Some ferrets with bacterial infections of the lower urinary tract may not show any signs, but many more do. A few of the more common signs include:

 

  • Hair loss (alopecia)
  • Difficulty urinating
  • Blood in urine (hematuria)
  • Cloudy or smelly urine
  • Frequent urination, but only in small amounts
  • Urinary incontinence, especially during confinement or at places that are not customary (i.e., locations he has not peed before)
  • Urination when bladder is touched (occasional)

 

Causes

 

In addition to various types of bacteria, certain conditions that cause urine stagnation or incomplete emptying of the bladder may lead to lower urinary tract infections.

 

Diagnosis

 

You will need to give a thorough history of your ferret’s health, including the onset and nature of the symptoms, to your veterinarian.
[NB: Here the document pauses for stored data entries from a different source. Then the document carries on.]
PR #360, opened 2021-02-27
Use Arbitrum block numbers in addition to Ethereum block numbers

edfelten:
Add a notion of Arbitrum block number.  An Arbitrum block is a subset of an Ethereum block. The two are numbered separately.  For more information on Arbitrum blocks see the separate document explaining how block numbering works.


arb_os/output.mini
```diff
@@ -116,17 +113,10 @@ public impure func outputStats_endOfBlock(blockNum: uint, timestamp: uint) {
...
-        let gasLimit = chainParams_speedLimitPerBlock();
-        if (gasLimit < gasUsedThisBlock) {
-            gasLimit = gasUsedThisBlock;
-        }
-
         asm((
             const::LogType_blockSummary,
             blockNum,
             timestamp,
-            gasLimit,
```
hkalodner, line 129: The RPC interface is gonna need to use something as the block gas limit. Not sure what makes sense for that

arb_os/arbsys.mini
```diff
@@ -276,7 +290,7 @@ impure func arbsys_sendTxToL1(topFrame: EvmCallFrame, calldata: ByteArray) { //
                                 uint(destAddr),
                             ),
                             96,
-                            inbox_currentBlockNumber(),
+                            inbox_currentArbBlockNumber(),
```
hkalodner, line 293: Might want to also output the eth block number for this function

arb_os/inbox.mini
```diff
@@ -228,174 +150,72 @@ impure func incomingRequestFromRaw(newMsgRaw: IncomingRequestFromInbox, adminMod
...
-    } else {
-        seq = seq with { lastBlockNumSeen: blockNum };
-    }
-    let timestamp = newMsg.timestamp;
-    if (timestamp == 0) {
-        timestamp = seq.lastBlockNumSeen;
-    } else {
-        seq = seq with { lastTimestampSeen: timestamp };
+impure func endOfArbitrumBlock(inbox: Inbox) -> Inbox {
+    let rawSideloadMsg = asm(inbox.arbBlockNum,) any { sideload };
```
hkalodner, line 190: It seems like this will make the side loaded message run in the next arbitrum block rather than the current one since it increments `arbBlockNum`

arb_os/gasAccounting.mini
```diff
@@ -785,28 +787,31 @@ impure func payForTxAndL1Gas(
...
     let congestionPrice = state.congestionPriceWei;
     let basePrice = gasAccountingInfo.currentPrices.perArbGasBase;
     let gasPool = state.gasPool;
-    let speedLimit = gasAccountingParams.SpeedLimitPerBlock;
-    while((blocksToAdvance > 0) && ( (state.gasPool < gasAccountingParams.GasPoolMax) || (congestionPrice > 0) )) {
-        blocksToAdvance = blocksToAdvance-1;
+    let gasPoolMax = gasAccountingParams.GasPoolMax;
+    let speedLimit = gasAccountingParams.SpeedLimitPerSecond;
+
+    //TODO: solve this analytically, so we don't have to do a per-second loop
```
hkalodner, line 800: Noting the TODO here

hkalodner (changes requested):

arb_os/output.mini
edfelten: A good option is 13.5 times the per-second speed limit.  That will be correct on average, on a busy non-sequencer chain.

doc/DataFormats.md
```diff
@@ -54,8 +54,8 @@ This message type is initiated by the EthBridge, as part of the creation of a ne
 
 Type-specific data:
 
-* challenge period, in L1 blocks (uint)
-* ArbGas speed limit, in ArbGas per L1 block (uint)
+* challenge period, in seconds (uint)
+* ArbGas speed limit, in ArbGas per second (uint)
```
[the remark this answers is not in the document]
edfelten: At the moment the "challenge period, in second" parameter isn't used for anything in ArbOS.  We could make it be measured in blocks, but my guess was that seconds would more likely be the unit at whatever future point this might start getting used.

arb_os/arbsys.mini
edfelten: Added the Eth block number, immediately after the Arbitrum block number.

arb_os/inbox.mini
edfelten: I don't think so.  The incoming message is assigned its arbBlockNum by `incomingRequestFromRaw` which runs before `inbox.arbBlockNum` gets incremented.

arb_os/gasAccounting.mini
edfelten: I updated the comment, and tightened up the code a bit.  I think the cost of this is minimal, maybe a few hundred ArbGas per second at most.  100 ArbGas is 0.0001% of the chain's capacity.

arb_os/inbox.mini
hkalodner: Makes sense

arb_os/gasAccounting.mini
hkalodner: Haha sounds good

hkalodner (changes requested):
LGTM other than needing an updated arbos.mexe

hkalodner (approved):
LGTM

PR #361, opened 2021-03-01
Make BLOCKHASH depend on chain history

edfelten:
This changes the EVM BLOCKHASH instruction so that it returns a value that depends on the history of the chain.  Specifically, the blockhash for an Ethereum block is hash(ethBlockNum, inboxAccum) where inboxAccum is a hash accumulator of all inbox messages up to and including block number ethBlockNum.


hkalodner (approved):
LGTM

PR #365, opened 2021-03-02
Improve fee stats in tx receipt

edfelten:
Change the fee statistics field in tx receipts to provide more information.  New format is documented in the data formats document.


hkalodner (approved):
LGTM

PR #367, opened 2021-03-03
Fix typo and expect speed limit param to be in blocks

edfelten:
* Fix typo in chainParameters
* Expect the chain init message to give ArbGas speed limit in blocks rather than seconds


hkalodner (approved):
LGTM

PR #370, opened 2021-03-03
Fix struct typecheck

RGates94:
Fixes typechecking bug where structs with differently named but identically typed fields could be assigned to each other.  Fixes occurrences of this behavior in the mini code.


arb_os/gasAccounting.mini
```diff
@@ -188,7 +188,7 @@ public impure func setGasAccountingParams(speedLimitPerBlock: uint, gasPoolMax:
         false
     } else {
         gasAccountingParams = struct {
-            SpeedLimitPerBlock: speedLimitPerBlock,
+            SpeedLimitPerSecond: speedLimitPerBlock,
```
edfelten, line 191: Units don't match here.  We can't set a perSecond variable to a perBlock value.  I'll push a commit to fix this.

edfelten (changes requested):
One problem, which I'll fix right away.

arb_os/gasAccounting.mini
edfelten: Fixed this.

edfelten (approved):
Looks good, as modified.

PR #371, opened 2021-03-03
Update eth tooling

fredlacs:
This PR changes eth tooling to use hardhat instead of truffle to compile contracts.
To do so the folder structure was refactored and the corresponding file paths in the Rust code updated.


edfelten (approved):
Looks good.

PR #375, opened 2021-03-04
Preferred and default aggregator support

edfelten:
* Add a chain parameter that can specify a default aggregator, settable as a chain init option or via a builtin contract call
* Add a preferred aggregator attribute to L2 accounts. This can be an aggregator address, or None to specify using the default aggregator. The attribute is initially None for all accounts, and can be modified via a builtin contract call.
* When charging fees to a tx, only reimburse the validator if the tx was submitted by the sender's preferred validator (or the default validator if their preferred validator is None.) Otherwise, don't charge the sender for the reimbursable portion of fees.
* Add an ArbAggregator builtin contract to allow getting and setting of preferred aggregators (settable only by the account itself) and the default aggregator (settable only by the chain owner or the current default aggregator).
* Add tests

This functionality prevents an attack where a malicious aggregator front-runs an honest aggregator's transaction submissions in order to capture the honest aggregator's reimbursements.

If a chain has a single aggregator that is used by most users by default, that should be set as the default aggregator, so that users don't have to configure anything before using that aggregator.


node_modules/.yarn-integrity
```diff
@@ -0,0 +1,12 @@
+{
```
hkalodner, line 1: This file should be removed

yarn.lock
```diff
@@ -0,0 +1,4 @@
+# THIS IS AN AUTOGENERATED FILE. DO NOT EDIT THIS FILE DIRECTLY.
```
hkalodner, line 1: This file should be removed

src/compile/miniconstants.rs
```diff
@@ -19,6 +19,8 @@ pub fn init_constant_table() -> HashMap<String, Uint256> {
         ("Address_ArbosTest", 105),
         ("Address_ArbOwner", 107),
         ("Address_ArbGasInfo", 108),
+        ("Address_ArbAggregator", 109),
+        // address 110 reserved for EthBridge functionality
```
hkalodner, line 23: If we're reserving this, I think the idea was to make any real call to the L2 contract at that address revert

arb_os/gasAccounting.mini
```diff
@@ -798,7 +808,12 @@ impure func payForTxAndL1Gas(
         fullAmount
     };
 
-    let payableToFee = fixedPoint_mulByUintTrunc(feeConfig.shareForNetFee, amount);
+    let payableToFee = xif(preferredAggregator == recipient) {
+        fixedPoint_mulByUintTrunc(feeConfig.shareForNetFee, amount)
+    } else {
+        amount
+    };
```
hkalodner, line 815: I'm not sure I understand why we're only incorporating the network fee here if using the preferred aggregator. I assume is has to do with the adjustment we made if you're not using the preferred aggregator above, but this is confusing and needs some refactoring or documentation

hkalodner (changes requested):

arb_os/chainParameters.mini
```diff
@@ -29,6 +29,7 @@ type ChainParams = struct {
     stakingToken: address,           // ERC-20 token used for staking; or zero if using ETH
     owner: address,                  // owner of the chain, who has admin privileges (or zero if there is no owner)
     secondsPerSend: option<uint>,    // issue at most one send per this many seconds
+    defaultAggregator: address,      // default aggregator, for users who haven't specified one
```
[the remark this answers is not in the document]
edfelten: This uses zero as the default aggregator address.  (`option` doesn't work well with Solidity APIs.)

node_modules/.yarn-integrity
edfelten: Removed

src/compile/miniconstants.rs
edfelten: Added code to do this.

yarn.lock
edfelten: Done.

arb_os/gasAccounting.mini
edfelten: Added comments to explain this.

hkalodner (approved):
LGTM

PR #376, opened 2021-03-04
Add ArbSys call to check whether you were directly called from L1

edfelten:
Add an ArbSys method, `calledFromL1` which returns true iff its caller was called directly from L1.

It is tempting but incorrect to detect this condition using `msg.sender == tx.origin` but that could be incorrect if `tx.origin` is an L1 contract and `msg.sender` is an L2 contract at the same address.


contracts/arbos/builtin/ArbSys.sol
```diff
@@ -22,6 +22,9 @@ interface ArbSys {
     // able to call it
     function getStorageAt(address account, uint256 index) external view returns (uint256);
 
+    // Return true if the caller of this was called directly from L1
+    function calledFromL1() external view returns (bool);
```
hkalodner, line 26: I think this would be better framed as `isTopLevel` or `isTopLevelCall`. Other than this this looks good to me

hkalodner (changes requested):

contracts/arbos/builtin/ArbSys.sol
edfelten: Renamed to `isTopLevelCall`.

hkalodner (approved):
LGTM

PR #581, opened 2021-08-09
Better compiler defaults

RachelFranks:
By default, `-o` now pipes to /dev/null
```
mini compile arb_os
mini compile arb_os -o /dev/null
```

By default, `-c` looks for a `constants.json` in the same directory
```
mini compile arb_os
mini compile arb_os -c arb_os/constants.json
```


edfelten (approved):
Looks good.

PR #585, opened 2021-08-10
Upgrade 4

RachelFranks:
We should probably merge in each upgrade as they are deployed. Either way, I've opened this PR so that the node tests will run.


RachelFranks:
Upgrade 4 is ready for deployment [upon approval from the node team](https://github.com/OffchainLabs/arbitrum/pull/1489)

hkalodner (approved):
High level approval that the node integration works. All particular components have been fully reviewed

PR #588, opened 2021-08-10
Move codegen to library

edfelten:
This moves the EVM-to-AVM translator from the main ArbOS directory into the standard library.  This makes sense now that the translator doesn't use global variables (except to cache immutable values).


RachelFranks (approved):
Looks great to me -- this will probably be the last PR for upgrade 7

PR #589, opened 2021-08-11
Default initialize globals

RGates94:
This causes globals to be initialized with their type's default value.


RachelFranks:
We now have a version of this in #607 that takes into account nominal types and fixes a few correctness problems in our current value defaults. The work needed to make this work pre `#function-centric-codegen` isn't worth it, since global handling in that branch on is easier to test and reason about

PR #590, opened 2021-08-12
No more beeps

RachelFranks:
- Makes pretty printing buffers as utf-8 exclude control characters
- Pretty printing is no longer the default for buffers for correctness reasons
-- you must call `pretty_print` on an `mavm:Value` to make nested buffers human-readable
- Adds string-based error codes to a few test files
- Adds prettier import error


edfelten (approved):
Looks good.

PR #594, opened 2021-08-14
Function centric codegen

RachelFranks:
Makes codegen function-centric so that codegen is module-agnostic.
This makes future optimizations possible and enables other refactors to codgen.

This PR also
- Reduces the number of backward jumps from 279 to 11 for a 0.5% performance gain
- Reduces the number of AVM instructions in ArbOS by 12.88%
- Multi-threads codegen
- Creates .dot graph files for callgraph viewing
- Globals can now have attributes & debug info
- Refactors unused function procedure to not generate code for stdlib funcs
- Refactors `label_gen` to be less stateful
- Removes lifetime parameters from codegen
- Removes all code relocation & simplifies linking
- Adds the `string` datatype
- Reduces special-casing around closures
- Improves import error messages and logic


RachelFranks:
The nightly tests are failing due to a [bug in the rust compiler](https://github.com/rust-lang/rust/issues/88043).

RGates94 (approved):
LGTM

PR #595, opened 2021-08-17
Upgrade 7

RachelFranks:
#588 is probably the last PR we should include in upgrade 7. I'll merge it in after I review it.

Will rebase when `upgrade 6` is added.


RachelFranks:
#614 became our actual `upgrade-7`, so I'm closing this PR.

PR #607, opened 2021-09-03
Default global values

RachelFranks:
- Default initializes global values
- Adds debugging tools for globals, their layouts, and access patterns
- Fixes default value bugs (please review these carefully since they were originally wrong)
- Adds a tuple-surgery method that lets you conditionally replace nested values deep within tuples


src/compile/ast.rs
```diff
@@ -913,66 +913,75 @@ impl Type {
...
-                let mut vals = Vec::new();
-                let mut is_safe = true;
-                for field in fields {
-                    let (val, safe) = field.tipe.default_value();
-                    vals.push(val);
-                    is_safe = is_safe && safe;
-                }
-                (value_from_field_list(vals), is_safe)
+            Type::Nominal(..) => {
+                let tipe = self.rep(type_tree).unwrap_or(Type::Any);
```
RGates94, line 972: This should throw an error if the rep function fails. As it stands it would not be type safe on read, and that could lead to a silent error that's only discovered at run time.

src/compile/ast.rs
```diff
@@ -913,66 +913,75 @@ impl Type {
...
+                tipe.default_value(type_tree)
             }
-            Type::Map(_, _) | Type::Func(_, _, _) | Type::Nominal(_, _, _) => {
-                (Value::none(), false)
+            Type::Generic(_) | Type::GenericSlot(_) => {
+                // This can happen with builtins, but we plan on refactoring all builtins out.
+                // In the future we'll make this panic since you should always know the specified value
+                // for whatever generic type you're getting the default for.
+                Value::none()
```
RGates94, line 979: Unless there is some rationale I am missing, it might be better to keep a safety marker in the return type if unsafe defaults are still possible. We can warn if something like this is present on a type if this marker is there.

RGates94 (changes requested):
Looks good overall, a couple small things.

src/compile/ast.rs
RachelFranks: Nice catch, I was debugging something and forgot to change that back to a panic. I chose to panic since there really shouldn't be a way to make it far enough to codegen & linking with an unresolvable type -- and if we find a way to do that, we'd want to do this check while typechecking the AST.

src/compile/ast.rs
RachelFranks: The rationale is that, although this function used to return a safety marker, it was always underscored and discarded. `NewArray`'s codegen was the only caller and, since the type tree is lost at this point, we've been filling it with empty tuples. Now we do have `link()` as the additional caller, but, since globals always have a specialized version of their generic types, you can't have any `Generic` or `GenericSlot` sub-types. So the only scenario where this would cause a bug is one where we already have prior to this PR.

You're hitting on something good here, though, which is that we should move to not using builtins since their presence edge-cases the safety guarantees of constructs like generics. Once we remove `newarray` in specific, we can make this function panic on these two types.

RGates94 (approved):
LGTM

PR #608, opened 2021-09-04
Basic blocks

rachel-bousfield:
- [x] Add basic block representation
- - [x] Refactor meta-opcodes to never use immediates
- - [x] Delay func calls until linking
- [x] Supporting prior-pass changes
- - [x] Remove the StructInitializer & DotRef AST nodes
- - [x] Remove `xif` and `xloop` + beautify grammar
- - [x] Remove most builtins from codegen
- - [x] Remove `StatementKind::Asm`
- - [x] Make `None` not require `None<Type>` for non-compares
- - [x] Flowchecker return expressions
- - [x] Move codegen typechecking to typecheck
- - - [x] Warn/Error on dropped expressions
- - - [x] Check that `asm()` codeblocks return a value
- - - [x] Ensure loop codeblocks don't return a value
- - - [x] Typecheck `break` statements (moved to future PR)
- [x] Rewrite codegen to be SSA
- - [x] Refactor codegen to be single-function
- - [x] Remove locals counting for frame sizes
- - [x] Fix outstanding codegen bugs
- - - [x] 9-way mixed-let
- - - [x] Folding tuple ops
- - - [x] func call & asm stack smashing
- - [x] New intermediate representation
- - - [x] Single static assignments
- - - [x] Phi nodes
- - [x] Conditional compilation
- [x] Register coloring
- - [x] Graph-contract phi-joins
- - [x] Make slot assignments
- - [x] Update closures


src/compile/codegen.rs
```diff
@@ -4,104 +4,156 @@
...
+    fn set_local(&mut self, local: StringId, slot: SlotNum) {
+        let len = self.scopes.len();
+        self.scopes[len - 1].locals.insert(local, slot);
+    }
+
+    fn shadow(&mut self, local: StringId, slot: SlotNum) {
+        let len = self.scopes.len();
+
+        // for the first time shadowing, we save the old value if it exists
+        if let Some(old) = self.scopes[len - 1].locals.get(&local) {
```
RGates94: We should consider using .get() or checking the len > 0 to avoid the possibility of a panic.

rachel-bousfield: This is outdated, I recommend pulling the latest version. We should still panic because not having a scope means something is very wrong.

src/mini.lalrpop
```diff
@@ -90,24 +87,85 @@ PathDecl: Vec<String> = {
...
         let write = qualifiers.contains(&"write");
         let debug = DebugInfo::new(file_info.location(BytePos::from(lno), filename), attribs.unwrap_or_default());
-        let name = stringtable.name_from_id(i).clone();
+        let name = string_table.name_from_id(i).clone();
+
+        // Generalize over the generic parameters
+        let params: Vec<_> = g.into_iter().flatten().collect();
+        let generic_ids = check_generic_parameters(params.clone(), &string_table)?;
+        args.iter_mut().for_each(|arg| arg.tipe = arg.tipe.make_generic(&generic_ids));
+        if let Some(ref mut tipe) = ret {
```
RGates94: This is simpler as `Some(tipe) = &mut ret`

rachel-bousfield: Sure, we can use that style. I've pushed a change

edfelten (approved):
Thanks for the PR, and for the reviewing guide.  This looks good me.

RGates94 (approved):
This looks good to me.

He or she will then perform a complete physical examination as well a biochemistry profile, urinalysis, and complete blood count (CBC). Although the results of the CBC and biochemistry profile are often normal, urinalysis findings will provide valuable information for initial diagnosis.

 

For instance, pus, blood, or proteins are often seen in the urine. The urine sample, which is taken from the bladder with a syringe, is then cultured to grow the causative bacteria (allowing for sensitivity testing). Once the bacteria is identified, your veterinarian will recommend suitable antibiotics for treatment.

 

X-rays and ultrasonography of the lower urinary tract may also reveal the presence of stone or other abnormal lesion.